I need help in how to go about having some 260 brass that is 1/8" thickness x 1/4" width flat rings cut from a 12" x 12" plate.
The rings will be 10-1/4" OD and progressively smaller.
I am metal spinning a torpedo hull that is 47" length and will have 5 sections.
The rings are for sectioning the hull together in one piece by silver-soldering the rings in between the sections.
Is it possible to machine the outer edge of the brass rings as to create a shoulder to create a bridge between the spun brass sections? This could index the sections together for better alignment.
Regards,
Giovanni


----------



## Jasonb (Dec 24, 2010)

As the rings won't be seen you could mark out your rings and then drill a few holes into them in non critical areas. Mount a piece of MDF or ply onto your faceplate and then use the holes to hold the brass to the board. You can then turn the OD complete with any steps required and then trepan the ring off the main sheet, keep working like this with each ring getting smaller.

If your lathe cannot swing that big it should also be possible to fit the MDF/ply onto a rotary table and use a milling cutter to make the rings and shoulder cuts.

You will need to rough cut the plate into a circle to start with using a bandsaw, jigsaw or even just knock the corners off with a hacksaw. 

Make sure you have holding screws in both the ring and the central part of the plate so the work won't fly off when separated.

Jason


----------



## sunworksco (Dec 25, 2010)

Thanks Jason,
How thin can I machine the "Tee" section on the outer edge of the rings, without ruining it ?
Regards,
Giovanni


----------



## Jasonb (Dec 31, 2010)

1/16" would be easy and have plenty of strength and I should think 1/32" quite possible.

Jason


----------



## Ken I (Dec 31, 2010)

Maybe of interest to you.

I have a customer who welds aluminium road tankers (for gasoline) out of 5mm plate by the same method of using a joining "T" which he rolls into rings from extruded stock.
.
The whole assembly is tacked together on a jig and then the entire tank (±1.6m x 1.4m elipse x 12m long) is loaded between faceplates and robotically MIG welded

FYI

Ken


----------



## sunworksco (Dec 31, 2010)

That sounds very smart.
If I can roll some 1/4" 260 brass tee, that would be the greatest!
Maybe use some scale model train brass rails?
Thanks,
Giovanni


----------



## Ed T (Dec 31, 2010)

That sounds like an interesting project.
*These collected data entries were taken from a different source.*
Issue #3512, opened 2019-09-26
Purse: child funding transactions are never finalized


mikeshultz:
It appears purse is never figuring out that child account funding transactions are mined.  This appears to cause relayer to never fund any further children.

mikeshultz:
Could be a dupe of #3355

mikeshultz:
This appears to be blocking somewhere in here and never recovering:

https://github.com/OriginProtocol/origin/blob/0bc3c859feba2b07b41918d0e0bb82b6ab654835/infra/relayer/src/purse.js#L841-L870

mikeshultz:
This may be fixed by #3514, but it might be a while before 2 accounts need funding at the same time to verify.

mikeshultz:
The relayer doesn't appear to notice that funds arrived now.  The `_process` loop is still jacked.

PR #3514, opened 2019-09-26
Adds fetch timeout for EthGasStationProvider

mikeshultz:
### Description:

This might solve .:. #3512.  Doesn't appear that cross-fetch will timeout if the HTTP server doesn't timeout.  I suspect ethgasstation might not and this is blocking for longer than it should.

### Checklist:

### DIFF
--- a/packages/web3-provider/src/subproviders/EthGasStationProvider.js
+++ b/packages/web3-provider/src/subproviders/EthGasStationProvider.js
@@ -14,9 +14,7 @@ const GAS_PRICE_KEY = process.env.GAS_PRICE_KEY || 'average' // 'safeLow'
  */
 function timeoutFetch(url, ms = 10000) {
   return Promise.race([
-    fetch(url).then(res => {
-      return res
-    }),
+    fetch(url),
     new Promise((resolve, reject) => {
       setTimeout(() => reject(new Error('timeout')), ms)
     })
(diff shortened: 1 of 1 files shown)


packages/web3-provider/src/subproviders/EthGasStationProvider.js
```diff
@@ -5,6 +5,24 @@ const CACHE_TIME = 15000
...
+/**
+ * Wraps a fetch with a timeout
+ *
+ * @param url {string} URL to fetch
+ * @param ms {number} timeout in milliseconds
+ * @returns {object} fetch response object
+ */
+function timeoutFetch(url, ms = 10000) {
+  return Promise.race([
+    fetch(url).then(res => {
```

What will the thickness of the shell be where the rings are placed? If you want to roll them it would be easier if you can manipulate the aspect ratio of the part between the shell plates so that it gets bent the "easy" way rather than the "hard" way. A flat, stubby T rather than a tall skinny one. Also you may want to ask if the inner part of the ring needs to be continuous. I'm thinking a narrow strip with slices part way across the narrow dimension and the bent alternately right or left. If the height of the resulting upright web is lower than its thickness (Or nearly so) it would be easy to bend into a round shape. It would not offer the stiffness you may be looking for from the machined pieces untill soldered together. I think it's going to be challenging to keep everything on axis without some kind of really stiff tube down the middle to hold everything in place. Maybe it should be made in two halfs like a clamshell. Make one half fixed to a flat surface and then a second one and the bring the halfs together along a longitudinal seam around the mid line either side to side or top and bottom. Guessing that this is going to be some kind of vessel, that might make getting into the works easier too.


----------



## sunworksco (Jan 1, 2011)

The submarine shell will be 3/32" thickness.
I think that if I cut the tee section down to a tall enough measurement, just slightly shorter than the shell thickness, as to allow indexing in-between the hull sections that it will provide enough strength. I'm thinking that I can mill a 180 degree radius slot in a block of steel to bend 180 degree brass train rail and then solder those in-between the hull sections.
The metal spun sections and indexing rings will be clamped on a hemispherical jig for hard silver soldering.
Thanks,
Giovanni


----------



## Ed T (Jan 2, 2011)

I would shoot to make the rail pieces stand proud of the outer skin and then dress them back to flush after soldering. Otherwise you will end up with a lot of places that will be lower than the skin surface and it will be tedious to fill them in. I think I would try bending the rail on a wood form. Easier to make and should be up to the task unless you are making a fleet of something. Also the brass rail will be pretty work hardened from the forming process, so you will be needing to figure out how much spring back you get and adjust the form accordingly. You might want to consider annealing the rail material before you bend it. That will reduce the springback a lot. You also might want to look at some kind of three roll ring roller that allows you to adjust the position of one of the rolls to get to the size you want. Harbor freight has a couple (big and small) and some slip roll setups have groove for rolling rings although you might have to make some mods for the odd cross section of the rail.


----------



## Jasonb (Jan 3, 2011)

If you do go for rolling you will need a set of rolls that can do tapers, you may well be hard pushed to get enough taper for the rings towards the ends.

Jason


----------



## sunworksco (Jan 3, 2011)

Jason,
I'm not understanding the taper meaning.
Maybe I should just use a 12" x 12" x 1/8" 260 brass plate and mill the rings?
Regards,
Giovanni


----------



## Jasonb (Jan 3, 2011)

If you just rolled (or machined) a flat tee ring then it would not fit the curve of your torpedo.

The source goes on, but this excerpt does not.